Application of the modified ATPIII criteria to these groups identified Met-S in none of the Gp5-p25; 3.0% of the Gp25-50 ; 9.0% of the Gp50-85; 24.4% of the Gp85-95 and 26.9% of the Gp>95. HOMA-IR > 2.1 was significantly associated with Met-S.

WC > 85th percentile was identified in 9.8%, 24.2%, 30.3%, 55.5% and 53.8%; BP > 90th in 11.3%, 12.1%, 15.7%, 31.1% and 30.8%; triglycerides > 90th percentile in 7.0%, 18.2%, 19.1%, 40.0% and 42.3%; HDL < 40 mg/dL in 12.7%, 18.2%, 16.8%, 22.2% and 34.6%, according to HOMA-IR percentiles 5 to 25, 25 to 50, 50 to 85, 85 to 95 and > 95, respectively, as shown in figure 1.


ROC curve analysis was performed to evaluate the relationship between WC, BMI and HOMA-IR to identify the cluster of cardiometabolic abnormalities among these adolescents. The optimal cutoff point of WC, BMI and HOMA-IR as a predictor of the cluster of cardiometabolic abnormalities was 80.5 cm and 83 cm, 20.4 and 22.7 kg/m2, 1.95 and 1.65 for males and females, respectively. These data are illustrated in the figure 2, which shows the differences between the genders.


DISCUSSION

The prevalence of Met-S by the age-modified ATPIII criteria was 8.8% in the whole group of the normal glucose-tolerant Brazilian children and adolescents studied. However, this prevalence was 3 times higher (25%) in the specific group of young individuals above the 85th percentile of insulin resistance (HOMA-IR > 2.1).

ROC curve analysis results, showed that BMI and WC values presented high sensitivity (99% to 100%) to detect the cluster of cardiometabolic abnormalities (> 3) in both genders of normal glucose-tolerant Brazilian individuals. So did HOMA-IR (90% sensitivity) in the male subgroup. Among these three measures, WC showed better specificity (79.7%) to detect these cardiometabolic signals in these adolescents.

On the whole, our data were similar to the findings from a study on 991 adolescents of similar age range (12-19 years old) from the National Health and Nutrition Examination Study (NHANES) 1999-2000, which used the same criteria for Met-S. In this study, the prevalence of Met-S was 6.4% (18), but it was higher than in another school-based, cross-sectional study on 1513 black, white and Hispanic teenagers, among whom the prevalence of ATPIII-defined Met-S was 4.2% (19). This difference on prevalence could be explained by the use of the age-modified ATPIII criteria in our study, and not in the NHANES one.

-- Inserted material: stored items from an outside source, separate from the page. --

PR #7797, opened 2024-11-11
Change NB_ELEMENTS in pocket importer to 30 to comply with Pocket API

### LINKED ISSUE #7635: Pocket imports are not working at all
### Environment
* **Version**: 2.6.9
* **Installation**: Docker
* **PHP version**: 8.1
* **OS**: Debian 12
* **Database**: SQLite / MySQL
* **Parameters**:  Not relevant

### What is the bug?
Wallabag fails to import Pocket links.

When trying to import using the Pocket API, the import fails randomly. Sometimes it imports nothing, sometimes it imports 100-200 links. After that it fails with a cryptic error message such as:

An exception occurred while executing a query: SQLSTATE[22007]: Invalid datetime format: 1366 Incorrect string value: '\xF0\x9F\x91\x87</...' for column `wallabag`.`wallabag_entry`.`content` at row 1

Even though the imported links do not contain any UTF-8 codepoints or smilies.

Converting the exported file to JSON and then importing that using the Wallabagv2 JSON importer also fails for similar reasons.
 
- Install Wallabag in a Docker container
- Try to import Pocket links using the API
- It fails

If you need anymore information please let me know.

ruffinge:
| Q             | A
| ------------- | ---
| Bug fix?      | yes
| New feature?  | no
| BC breaks?    | no
| Deprecations? | no
| Tests pass?   | yes
| Documentation | no
| Translation   | no
| CHANGELOG.md  | no
| License       | MIT

Fixes #7635

Change NB_ELEMENTS in pocket importer to 30 to comply with Pocket API restrictions.

Tested on my instance and verified that import from pocket now works correctly.

### DIFF
--- a/src/Import/PocketImport.php
+++ b/src/Import/PocketImport.php
@@ -9,7 +9,7 @@ use Wallabag\Entity\Entry;
 
 class PocketImport extends AbstractImport
 {
-    public const NB_ELEMENTS = 5000;
+    public const NB_ELEMENTS = 30;
     /**
      * @var HttpClientInterface
      */


j0k3r:
Can give us the mention about the Pocket API?

ruffinge:
Based on that wording, it would seem that it should work with more, but in my testing, the response from pocket's api was HTTP 413, with no data. That empty data was what caused the error in wallabag during any import attempt with more entries (`500: Internal Server Error Wallabag\ImportBundle\Import\AbstractImport::parseEntriesForProducer(): Argument #1 ($entries) must be of type array, null given, called in /var/www/wallabag.it/app2019/src/Wallabag/ImportBundle/Import/PocketImport.php on line 134`).

lcd1232:
@j0k3r could we merge this fix?

j0k3r:
@ruffinge Could you target the 2.6 branch instead of master?

j0k3r (approved):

It is known that the prevalence of Met-S is associated with a degree of overweight, and it has a wide range (6%-39%) of prevalence among normal adolescents when different definitions proposed for this condition are considered (20). In our study, Met-S prevalence using the age-modified ATPIII criteria was 1.3%, 4.2% and 48.9% among the normal, overweight and obese individuals, respectively. In a population-based study on Chinese school children, the prevalence rates of Met-S according to the ATPIII definition were 0.9%, 7.6% and 29.8% among the normal weight (control group), overweight and obese children, respectively (21). Thus, based on subject's weight, the results related to increased prevalence of Met-S were similar, despite differences in the populations.

Similar to data on adults, WC values could be used to identify children with Met-S, especially considering that references are available in the literature (12). However, there is no consensus, so far, on the method and the value to evaluate this variable in children and adolescents.

Abdominal adiposity was positioned as the sine qua non in the IDF definition of Met-S. Using the new IDF definition for Met-S in children and adolescents, we found a Met-S rate of 5.0% in our group of individuals, which was lower than the one we found (8.8%) with the ATPIII criteria. For normal, overweight and obese subjects, respectively, the comparison between ATPIII and IDF showed 1.3 vs. 0%, 4.2 vs. 2.0%, and 48.9 vs. 31.9% (data not shown). In the Chinese study, the results were similar and lower than the rates obtained using the ATPIII definition, with 0.1%, 5.2% and 28.6% in these three groups (21). This lower prevalence in our study can be explained especially by the higher levels of triglycerides used in the ATPIII criteria, compared with the IDF definitions (150 mg/dL vs. 110 mg/dL). This was possibly not observed in the Chinese population.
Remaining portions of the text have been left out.